An aside.  I was at the Pebble Beach Concours D'Elegance this summer.  As the crowd is pretty upscale they have those port-a-potties that are in trailers with real sinks and some form of flush light.  I absolutely will not touch those sinks.  There is a set of metal steps that go up to the potties.  The steps have no risers, making them aluminum grates.  My Chanel ballet flats did not come with Vibram soles.  I had my hand sanitizer in one hand and my fancy hat on, and I went face first down the stairs, hooking one of my feet, and tearing a chunk out of my ankle and shin.

I was basically okay, but needed to see the fancy first aid crew.  I went into one of the hotel suites and waited while they cleaned and bandaged my swelling shin. They said they didn't want to scare me but I should look for swelling as flesh-eating bacteria may appear.  For a germ-sensitive person like me, could there be a worse place to get injured than a mobile toilet?  I did make a fetching tableau, though.  I had this huge hat on, with my one shoe off, ice on my foot, all supported by the running board of a multi-million dollar Bugatti.  They asked to take my picture.  I summed up the event.

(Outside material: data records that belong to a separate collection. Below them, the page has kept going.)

PR #7216, opened 2026-03-13
[PM-33435] Add new user key rotation endpoint with MP support

Thomas-Avery:
## 🎟️ Tracking

https://bitwarden.atlassian.net/browse/PM-33435

## 📔 Objective

Adds a new endpoint for user key rotation without a password change. This implements the rotation for master password users and setups things for future implementation of key connector and TDE users.

This builds off the refactor done in https://github.com/bitwarden/server/pull/7201.


src/Api/KeyManagement/Controllers/AccountsKeyManagementController.cs
```diff
@@ -240,4 +264,36 @@ public async Task<KeyConnectorConfirmationDetailsResponseModel> GetKeyConnectorC
...
+                    request.UnlockData.OrganizationAccountRecoveryUnlockData),
+            WebAuthnKeys = await _webauthnKeyValidator.ValidateAsync(user, request.UnlockData.PasskeyUnlockData),
+            DeviceKeys = await _deviceValidator.ValidateAsync(user, request.UnlockData.DeviceKeyUnlockData),
+            V2UpgradeToken = request.UnlockData.V2UpgradeToken?.ToData(),
+
+            Ciphers = await _cipherValidator.ValidateAsync(user, request.AccountData.Ciphers),
+            Folders = await _folderValidator.ValidateAsync(user, request.AccountData.Folders),
+            Sends = await _sendValidator.ValidateAsync(user, request.AccountData.Sends),
+        };
+    }
```
mzieniukbw: We usually hide it inside of the request itself, i.e. `ToData()`

src/Api/KeyManagement/Controllers/AccountsKeyManagementController.cs
```diff
@@ -240,4 +264,36 @@ public async Task<KeyConnectorConfirmationDetailsResponseModel> GetKeyConnectorC
         var details = await _keyConnectorConfirmationDetailsQuery.Run(orgSsoIdentifier, user.Id);
         return new KeyConnectorConfirmationDetailsResponseModel(details);
     }
+
+    private async Task MasterPasswordRotateUserAccountKeysAsync(RotateUserKeysRequestModel request, User user)
+    {
+        ArgumentNullException.ThrowIfNull(request.UnlockMethodData.MasterPasswordUnlockData);
```
mzieniukbw: Shouldn't this be done within the validation of the request ?

src/Api/KeyManagement/Models/Requests/UnlockMethodRequestModel.cs
```diff
@@ -0,0 +1,45 @@
...
+
+    public IEnumerable<ValidationResult> Validate(ValidationContext validationContext)
+    {
+        if (KeyConnectorKeyWrappedUserKey != null && MasterPasswordUnlockData != null)
+        {
+            yield return new ValidationResult("Invalid request user can't have KeyConnectorKeyWrappedUserKey and MasterPasswordUnlockData");
+        }
+    }
+
+    public UnlockMethod GetUnlockMethod()
```
mzieniukbw: 🤔 I am wondering, whether it might be better to have a property `public required UnlockMethod UnlockMethod {get; init; }`, instead of assuming the decryption type based on other properties existence.

src/Api/KeyManagement/Models/Requests/WrappedAccountCryptographicStateRequestModel.cs
```diff
@@ -0,0 +1,21 @@
+﻿using Bit.Core.KeyManagement.Models.Api.Request;
+using Bit.Core.KeyManagement.Models.Data;
+
+namespace Bit.Api.KeyManagement.Models.Requests;
+
+public class WrappedAccountCryptographicStateRequestModel
```
mzieniukbw, line 7: ❓ We already have `AccountKeysRequestModel`. Might be better to combine this with https://bitwarden.atlassian.net/browse/PM-22384 ?
If this is outside of scope, could we comment on the `AccountKeysRequestModel` that it's deprecated and will be superseded by `WrappedAccountCryptographicStateRequestModel` ?

src/Api/KeyManagement/Controllers/AccountsKeyManagementController.cs
Thomas-Avery: We do normally, but these called the validators which can't be injected into a request class to my knowledge.

See the pre-existing endpoint.

https://github.com/bitwarden/server/blob/a7259df98315ab80653deff2dc7a314a0d599b13/src/Api/KeyManagement/Controllers/AccountsKeyManagementController.cs#L113-L129

src/Api/KeyManagement/Controllers/AccountsKeyManagementController.cs
Thomas-Avery: It is, this is to make the complier happy as it doesn't keep track of the switch in `request.UnlockMethodData.GetUnlockMethod()`. (Where the validation happens).

src/Api/KeyManagement/Models/Requests/UnlockMethodRequestModel.cs
Thomas-Avery: Great suggestion, I'll work on converting that over. I think this will solve the  `ArgumentNullException.ThrowIfNull` too.

src/Api/KeyManagement/Models/Requests/WrappedAccountCryptographicStateRequestModel.cs
Thomas-Avery: The problem is `AccountsKeyRequestModel` has been augmented to handle both v1 and v2 encryption payloads (plus has some leftover properties) . @quexten had requested to make a new model that only accepts v2 encryption payloads.

I don't mind adding a comment on `AccountKeysRequestModel` but we will have to make it clear we can only fully move over to `WrappedAccountCryptographicStateRequestModel` after we stop v1 encryption rotation support.

I'm not following on the ticket linked (PM-22384). That one is already done and where we added v2 encryption support to `AccountsKeyRequestModel`?

src/Api/KeyManagement/Models/Requests/UnlockMethodRequestModel.cs
Thomas-Avery: Done in https://github.com/bitwarden/server/pull/7216/commits/dab563e0688fae13065bcb777f1ef36066ad8d8e

src/Api/KeyManagement/Models/Requests/WrappedAccountCryptographicStateRequestModel.cs
Thomas-Avery: I added a note on the new request model https://github.com/bitwarden/server/pull/7216/changes/bc6bfe5a9720847e98711c4f7f60bbd5672d5015. 

I also created a ticket for tracking the tech debt for user key rotation https://bitwarden.atlassian.net/browse/PM-33860. I don't think now is the correct time to mark `AccountKeysRequestModel` as obsolete. It is used in many places that will still need to support v1 encryption payloads.

mzieniukbw: I provided wrong link, i meant https://bitwarden.atlassian.net/browse/PM-23751

Thomas-Avery: Lets leave that out of scope for this PR. Since this is a new endpoint I was planning on doing the QA after merging and introducing usage on the client. For removing those properties I would want to do a regression test.

mzieniukbw (approved):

Back to the hoppin' john.  I rarely do a mise en place, strategizing instead as to what things I could do while other things happen.  For example, if I set the rice on first, I could be chopping vegetables while checking on the bacon in the oven.  I always let the rice boil over, and the white liquid burns into my stove top.  Luckily I have the kind of stove where you can take the grate off and just wipe up the stuff with a paper towel.  This always happens the day after the housekeeper has been here.  The other issue in my house is that I have a soapstone sink and a septic system.  Thus, no sloped sides and no garbage disposal.  I clean as I go.  I hate to have a bunch of icky stuff hanging around.  I can't enjoy the meal unless everything but the food is cleaned up.  So, I have to scrub the stuff in the sink into the perforated sink dish (I forget what you call that; the drain basket?).  Then I bang the stuff into the garbage pail.  I don't know why people are grossed out by this.  It's the same stuff you put in your mouth.

The recipe I am using is veg, but I just can't do it without bacon grease.  Yikes!  I may not have any hot sauce.  A few weeks ago, the refrigerator with the 12 year warranty quit.  Out of warranty. They had to take the whole inside out.  I took the opportunity to throw out the hosin sauce, half jars of capers, anchovies in a tube and whatever else had probably been there since I moved in five years ago.  Maybe my hot sauce.  Panic. Nothing is open today.  Gotta find another bottle somewhere.  I'm hoping to go to to New Iberia, home of Tabasco, on my road trip with my imaginary boyfriend.

This is hoppin' john.  Not the one I made.


I found the hot sauce.

"And they're talking about the noodles, not the poodles."  Mummers.